The Tea Party-based 1851 Center for Constitutional Law had its ballot measure to repeal a school tax levy removed by the Franklin County Board of Elections last week, but any celebration by those fighting against the 1851 Center should be considered premature.

Not only did the 1851 Center file an appeal in short order, but the Board of Elections provided a level of clarity in the effort to repeal public school funding that previously had not existed in state law.  The Board of Elections provided a ruling with enough details to empower the Center to more effectively and efficiently set their sights on future levy repeal efforts throughout all of Ohio, not just with the strange anti-school funding faction that exists in Westerville.

The 1851 Center had been attempting to use an older, untested law to allow residents in the Westerville School District to repeal what they were trying to define as a “tax increase” from a few years ago that was technically a “replacement levy.”  The claim centered around the premise of decreasing effective millage values due to state law that lower the effective collected amounts of school levies over time.  In this manner, the 1851 Center was trying to make the case that the replacement levy, when adopted, is a tax increase because it restores the voted millage back to the original levy amount, resulting in a higher dollar figure collected.  No one had set out to determine whether the law would qualify to be used in this manner until this issue was placed on the ballot, which was accomplished when the 1851 Center and a handful of unknown Westerville beneficiaries underwrote this repeal effort.

And so the Franklin County Board of Elections handed the 1851 Center the perfect roadmap for their future efforts to defund schools.  Though the Board did reject this ballot measure (appeal by 1851 Center is pending), their specific clarification of how the replacement levy targeted in this repeal did not fit the appropriate parameters of the law subsequently provided language that the 1851 Center will utilize to corner other election boards into accepting such language in the future.  Further, the appeal to the Ohio Supreme Court that includes the BOE’s language will force the hand of the justices to make a clear decision about this levy repeal law sooner rather than later, giving the Center an audience with the Court in the next month instead of the next few years (if ever).

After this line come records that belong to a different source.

Issue #785, opened 2023-01-18
`Derive`ing parts of `abigen!` generated code


segfault-magnet:
`Abigen` generates types and their implementations of `Parameterize` and `Tokenizable`. For all other types, we have to do that manually. 

This manual labor can be eliminated by writing a `derive`-compatible procedural macro so that we might generate the traits as follows:
```rust
#[derive(Parameterize, Tokenizable)]
struct SomeStruct{
 a: u8
 }
```

This not only reduces the boilerplate implementations for other types, but it also simplifies `Abigen` since we would no longer generate the implementations there but rather just slap a `#![derive(Parameterize, Tokenizable)]` onto the generated types.

This has consequences in tests where we would have less code to match against an expectation. Test separation is also improved since we can now separate testing the trait implementation expansion vs testing everything else.

The tests would become simpler as well since we would no longer have to do the long-winded setup with `TypeApplications` and `TypeDeclarations` while testing the trait implementations.

PR #790, opened 2023-01-19
refactor!: move abigen to fuels-macros crate

hal3e:
This PR is related to https://github.com/FuelLabs/fuels-rs/issues/785

The new `derive` macros will be implemented in the `fuels-macros` package, formerly `fuels-abigen-macro`.

To use the  `derive` macros in `fuels-types` we need to import `fuels-macros` there. However, this will create a dependency cycle:

`fuels-types` <- `fuels-core` <- `fuels-macros` <- `fuels-types` ...

@segfault-magnet and I agreed that the natural place to break the cycle is `fuels-core` <- `fuels-macros`. This dependency is mainly due to the `Abigen` code being in `fuels-core`. We do not see a need to have the code generation in `fuels-core` so we have moved it to the `fuels-macros`, where we have the rest of the code generation.

Breaking change:
- `Abigen` is not public anymore - if there should come a time when `Abigen` needs to be public we can discuss alternatives like creating a new crate.

<s>P.S. GitHub bugged out on the line numbers... we did not delete 1500 lines :smile: </s>
The deleted lines come from `functions_gen.rs` which should have been deleted by the big PR but made it through. It wasn't part of the compilation, just hanging there.

Also, the tokenizer is now dead, since it was only used by the cli tool, and we still haven't decided on what to do with it.


packages/fuels-types/src/param_types.rs
```diff
@@ -310,7 +319,8 @@ fn try_vector(the_type: &Type) -> Result<Option<ParamType>, Error> {
 }
 
 fn try_enum(the_type: &Type) -> Result<Option<ParamType>, Error> {
-    let result = if has_enum_format(&the_type.type_field) {
```
iqdecay, line 313: Why weren't all those methods kept in the `fuel-abi-types` repo? Those utils are useful and avoid having to define helpers in all downstream crates.

packages/fuels-types/src/param_types.rs
```diff
@@ -292,8 +290,19 @@ fn try_struct(the_type: &Type) -> Result<Option<ParamType>, Error> {
     Ok(result)
 }
 
+fn has_struct_format(field: &str) -> bool {
+    field.starts_with("struct ")
+}
```
iqdecay, line 295: Why isn't it in the `fuels-abi-types` utils?

packages/fuels-types/src/utils.rs
```diff
@@ -1,69 +0,0 @@
-use lazy_static::lazy_static;
```
iqdecay, line 1: So IIUC this is leftover from the `fuel-abi-type` repo migration?

iqdecay (dismissed):
Lots of cleanliness improvements, I love it! Left some questions.

packages/fuels-types/src/utils.rs
hal3e: That was moved to the `fuel-abi-type` repo recently.

packages/fuels-types/src/param_types.rs
segfault-magnet: `fuel-abi-types` *

We only put what we absolutely had to in the `fuel-abi-types` . Technically we no longer have sole ownership over that project so changes we might want to do will have to be checked against all the users of the library.

Also, changes to `fuel-abi-types`, breaking or not, have to go through a release to be made available to `fuels-rs`, which causes delays.

So:
1. If we put it there, we have to be careful while changing it.
2. Nobody is using it except us, no need to share.
3. Anything put there takes time to modify.

Also, we'll probably talk to the compiler team about saving the fn selectors in the json abi. If we manage to get that through, then this will be deleted.

iqdecay: OOOH saving the fn selectors in the JSON ABI sounds super smart lol. 
I get it, but I feel like any library that would like to work over the `fuel-abi-types` would need the helpers function we use? For example someone writing another SDK? Don't we want to make this available? 
But I agree this would be a larger discussion.

iqdecay (approved):
LGTM!

digorithm (changes requested):
Excellent work with the error handling consistency here (moving from `Result<T, E>` to `Result<T>`). 

One thing, though, CI file must handle the new `fuels_macros` package; otherwise, crate publishing won't work!

digorithm (approved):
:shipit:

digorithm (approved):

PR #794, opened 2023-01-22
fix: add both chain_config and coins to node config

### LINKED ISSUE #793: `launch_custom_provider_and_get_wallets` ignores coin configuration if `ChainConfig` is `Some`
# Problem
When calling `launch_custom_provider_and_get_wallets`, if the user specifies a `ChainConfig` _without_ an explicit initial state and then passes the coin configuration as part of the `WalletsConfig`, these coins won't be added to the generated wallet.

See the example below. 

```Rust
async fn init_wallets() -> Vec<WalletUnlocked> {
    use fuel_chain_config::ChainConfig;
    use fuel_tx::ConsensusParameters;

    // Here, we define a chain config specifying only the max gas per transaction and block gas limit, nothing else.
    let chain_config = ChainConfig {
        transaction_parameters: ConsensusParameters::DEFAULT.with_max_gas_per_tx(10_000_000_000),
        block_gas_limit: 10_000_000_000,
        .. ChainConfig::default()
    };

    // But we also want 4 wallets with 3 coins of `2_000_000_000` each. 
    launch_custom_provider_and_get_wallets(
        WalletsConfig::new(
            Some(4),             /* Single wallet */
            Some(3),             /* Single coin (UTXO) */
            Some(2_000_000_000), /* Amount per coin */
        ),
        None,
        Some(chain_config),
    )
    .await
}
```

These wallets won't be properly generated because the coins are ignored if `ChainConfig` is `Some`, see the code below:

https://github.com/FuelLabs/fuels-rs/blob/ef71ed6879d3ec5d38630b53acfd28b28ecaa1e6/packages/fuels-test-helpers/src/lib.rs#L155-L184

What needs to be done is, if the user specifies a `ChainConfig` _and_ a configuration for the coins in their test wallets, _both_ things need to happen.

Salka1988:
This PR fixes a bug in the launch custom provider and_get_wallets function where the coin_configs and messages were being omitted from the fuel node config file. The fix involves adding the coin_configs and messages to the initial_state of the chain_config variable, as seen in the updated code:

```rust
    let mut chain_config = chain_config.unwrap_or_else(|| ChainConfig::local_testnet());

    chain_config.initial_state = Some(StateConfig {
        coins: Some(coin_configs),
        contracts: None,
        messages: Some(messages),
        height: None,
    });

    if let Some(transaction_parameters) = consensus_parameters_config {
        chain_config.transaction_parameters = transaction_parameters;
    }
```

closes #793

### DIFF
--- a/packages/fuels-test-helpers/src/lib.rs
+++ b/packages/fuels-test-helpers/src/lib.rs
@@ -12,7 +12,7 @@ use fuel_chain_config::StateConfig;
 #[cfg(feature = "fuel-core-lib")]
 pub use fuel_core::service::Config;
 #[cfg(feature = "fuel-core-lib")]
-use fuel_core::service::{DbType, FuelService};
+use fuel_core::service::FuelService;
 use fuel_gql_client::client::FuelClient;
 use fuel_tx::{Bytes32, ConsensusParameters, UtxoId};
 use fuels_core::constants::BASE_ASSET_ID;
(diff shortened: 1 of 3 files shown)


iqdecay (approved):
LGTM! :ship: it

digorithm (commented):
Late to the party, but thanks for addressing this so quickly!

Ultimately, this decision by the Board of Elections to remove the issue from the ballot provides invaluable assistance that the 1851 Center couldn’t have ever paid for through conventional means.  And if the measure had been allowed to remain up to the voters and failed the Center would not have been able to obtain such a high degree of legal opinion regarding their future direction.

In the end, Board of Elections member (and Franklin County Republican chair , and top Kasich adviser) Doug Priesse may have revealed an ulterior motive in explaining his vote: “The best way to remove a bad law is to enforce it vigorously.”

The Board’s decision appears to have benefited those wishing to de-fund public education by hastening the legal review process and fine-tuning the 1851 Center’s efforts.

The circumstances surrounding the rejection of this levy repeal issue actually gives us more reason to be concerned about the future of public education funding in Ohio, not less.


  • I don’t get this – what was “perfect roadmap for their future efforts to defund schools” that the BOE gave the T-baggers?

  • I’m not sure this will fly with the Front Street Mob in part because Maurice Thompson’s record in this area isn’t good, and the justices tend to dislike setting up slippery slopes. Of course, there is still the ruling on the books in the DeRolph cases, and we all know how well that went.

  • Per the Dispatch and the ORC: The law permits a repeal of school taxes only if they its an “increased rate of levy.” The 2009 tax was an 11.4-mill issue that replaced levies from the 1970s that totaled 11.4 mills at the time. The 2009 tax asked for no more than the levies it replaced, so it should not be called an increase, and thus, not subject to a ballot repeal.

  • missskeptic

    I saw the petitions used in Westerville – heavily weighted with older (re:fixed income) voters – that’s how they got enough sigs.

  • gregmild

    Sorry I didn’t explain that as concisely as I needed to. The Board, through their first-of-its-kind opinion on this law, provided a benchmark interpretation of the types of levies that would and would not gain their approval through this method of approval. And by setting that language in an official rejection opinion, the 1851 Center now has wording to use in front of the Supreme Court and other Boards of Elections to pin them down on future repeal efforts. That ruling and the accompanying wording to take to the Court is not something that money can buy — they needed the assistance of the Board of Elections to make that happen and the Board delivered it on a silver platter.